Травин протянул руку, Викентий Павлович ответил на пожатие слабо. И вообще он смотрел на Сергея с подозрением.

– Мы с Сережей Травиным старые друзья, – Варя ничуть не смутилась, что знакомит мужа с посторонним мужчиной, – вместе жили в Пскове. Кстати, он – начальник всей псковской почты. Ты ведь еще начальник? Провожаешь кого-то?

– Бывший начальник. Еду в Читу по служебным делам.

– Надо же, – Лапина всплеснула руками, – значит, вместе неделю трястись будем.
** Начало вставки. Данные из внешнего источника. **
PR #451, opened 2026-08-07
Fix SST-715: urlencode returside i udskriv-redirect fra formfunk.php

momocoder14:
returside blev indsat raa i redirect-URL til udskriv.php. Naar brugeren soeger paa kundenavn i ordrelisten indeholder returside-URL search- parametre som f.eks. &valg=faktura, der laekker ud som selvstaendige GET-parametre i udskriv.php. Dette medforer at $valg saettes til 'faktura' i stedet for 'pdf', PDF-fremviseren springes over, og brugeren ender paa en forkert 'Udskriftsvalg'-side.

Urlencode() paa $returside sikrer at & og ? i vaerdien er korrekt kodet og ikke fortolkes som URL-separatorer.

## Summary by CodeRabbit

* **Bug Fixes**
  * Improved form redirects by safely encoding return-page information, helping ensure users are sent back to the correct location after printing.
  * Restricted return-page links to relative paths and added safeguards for navigation links, preventing unsafe redirects and injected content.

### DIFF
--- a/includes/formfunk.php
+++ b/includes/formfunk.php
@@ -2260,7 +2260,8 @@ if (!function_exists('formularprint')) {
 		} elseif ($nomailantal > 0) {
 			print "<big><b>Vent - Udskrift genereres</b></big><br>";
 			$mappe = str_replace('../temp/', '', $mappe);
-			print "<meta http-equiv=\"refresh\" content=\"0;URL=../includes/udskriv.php?locat=$locat&ps_fil=$mappe/$printfilnavn&amp;id=$id&amp;udskriv_til=$udskriv_til&amp;art=$art&amp;bgr=" . urlencode($background_pdf_path) . "&returside=$returside\">";
+			// 20260807 MJ urlencode returside saa search-parametre ikke laekaer som separate GET-parametre i udskriv.php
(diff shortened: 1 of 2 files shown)


LuiHedlund02:
The urlencode fixes the reported `&valg=faktura` leakage, but two things
before merge:

1. `$returside` is untrusted GET input and `includes/udskriv.php` later
   emits it raw into JavaScript and href attributes — encoding it for this
   hop doesn't make the decoded value safe. Please restrict it to approved
   same-origin relative paths (and escape per output context where emitted).
2. When neither the caller nor GET supplies it, `urlencode(null)` on the
   `$nomailantal > 0` path raises a PHP 8.1+ deprecation — cast
   `(string)$returside` or default to `''`.

Retest with a return URL containing nested `&`/`?`, with no returside at
all, and with a hostile quote/JS payload.

LuiHedlund02:
Superseded by #534, which includes these commits merged with current master and fixes one issue in the pdftk branch: the `<?= json_encode($returside) ?>` inside the double-quoted string is not evaluated by PHP, so the redirect never ran. See SD-664 / SST-715 for context — thanks for the original fix @momocoder14.

PR #452, opened 2026-08-07
MB1 - buggy kreditor ordre split

SirRolin:
Fix split order multiplying quantity by 1000

usdecimal() strips '.' as a Danish-style thousands separator, meant for parsing user-typed input. Running it on antal/leveret straight from the DB (e.g. "2.000") turned the value into 2000, so splitting a line of 2 left 1999 on the original line (displayed as 1.999) instead of 1.

Use (float) on the DB-fetched values instead.

## Summary by CodeRabbit

* **Bug Fixes**
  * Fixed decimal quantities in order lines so values such as 2.000 are preserved correctly instead of being incorrectly converted.
  * Updated order-line quantity and delivery-value handling for more accurate data display and processing.


LuiHedlund02:
The float cast on the `2.000`-style numeric strings is the right fix for the
1000x quantity bug — good find. Before it merges though, this mutation path
needs server-side validation to land with it, since it writes bookkeeping
rows:

1. `linje_id[]`, `MoveItemsTo`, and the quantity arrays reach SQL
   interpolation raw — cast/validate them server-side before any query
   (don't rely on `injecttjek()`).
2. The caps come from hidden POST fields `maxQt[]`/`maxSQt[]`, which a
   client can raise — derive the limits from the freshly fetched DB rows
   inside the transaction and reject out-of-range values.
3. There's no ownership check binding each line ID to the source order and
   the target to the same creditor/context — add one.

Test plan: partial + full moves for `2.000` and fractional quantities,
delivered-line splits, tampered POST IDs/limits, cross-order targets, and
assert nothing in `ordrelinjer`/`batch_kob` can go negative.

SirRolin:
Allowed self-review by Adam

PR #453, opened 2026-08-07
MB 5 rapport visual glitch fix

SirRolin:
- Fixed debitor rapport async loading of OpenPost adding a new div wrapper on each open with extra padding.
- Fixed debitor rapport openpost's table not having padding, as per Adam's request, I made it 12 px instead of 8px.
- Fixed Creditor rapport openpost's table not having padding.
- Added id's to tables of rapport, rapportfunc and showOpenPost for future troubleshooting.

## Summary by CodeRabbit

* **New Features**
  * Open-post reports now load progressively, displaying the layout and table structure before results finish loading.
  * Asynchronous report loading now shows fetch errors when they occur.
* **Bug Fixes**
  * Fixed links for viewing hidden open-post reports.
  * Corrected foreign-currency balance calculations when exchange rates are missing.
  * Prevented report responses from being cached and preserved safeguards against unintended reloads.
* **Improvements**
  * Open-post report tables now use clearer layout identifiers and begin rendering sooner while data is retrieved.


LuiHedlund02:
The padding fix is good, but the PR also broadens the async report shell,
and that part isn't finished:

- The generic async-shell block sits *after* the early GET dispatcher in
  `debitor/rapport.php`, so direct GET links for kontokort/kontosaldo/
  accountChart never reach it — the generalization doesn't apply on the most
  common path.
- Inner open-post navigation in `includes/rapportfunc.php` still omits
  `openpost_content` (the CodeRabbit request). The new `Sec-Fetch-Dest:
  iframe` check only masks it for clients that send Fetch Metadata; others
  recursively render a shell inside the iframe.
- `Cache-Control: no-store` is set after body output has already been
  emitted, so it isn't guaranteed to apply.

**Ask:** either trim this PR to the padding fix alone (fastest), or finish
the shell work: move the block ahead of the dispatcher, add
`openpost_content` to the inner links, set the header before any output —
and then test direct GET entry, POST entry, internal filter/paging links,
and Back navigation for each report type.

SirRolin (commented):
@CodeRabbit review

SirRolin (commented):
@coderabbitai review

К ним подошел еще один мужчина, невысокий, крепко сбитый, коротко стриженный, со сдвинутым набок носом и набитыми костяшками пальцев, лет на пять или даже семь старше Сергея. В руках он держал два английских кожаных саквояжа и дамскую сумку.

– Этот молодой человек с нами – Дмитрий Бейлин, – представила его Лапина. – Все в порядке?

– Багаж сдал, Варвара Алексеевна, – доложил Дмитрий, – как велено, квитанции у меня.

Он разглядывал Травина с любопытством и ладонь стиснул крепко.

– У нас столько вещей, что, наверное, половину вагона заняли, – Варя зябко поежилась, – холодно, пойдем в купе. Твой багаж где, сдал уже?

– Еду налегке, – Сергей продемонстрировал портфель, – если что понадобится, на месте куплю.

– Еще увидимся и поболтаем, мы в пятом.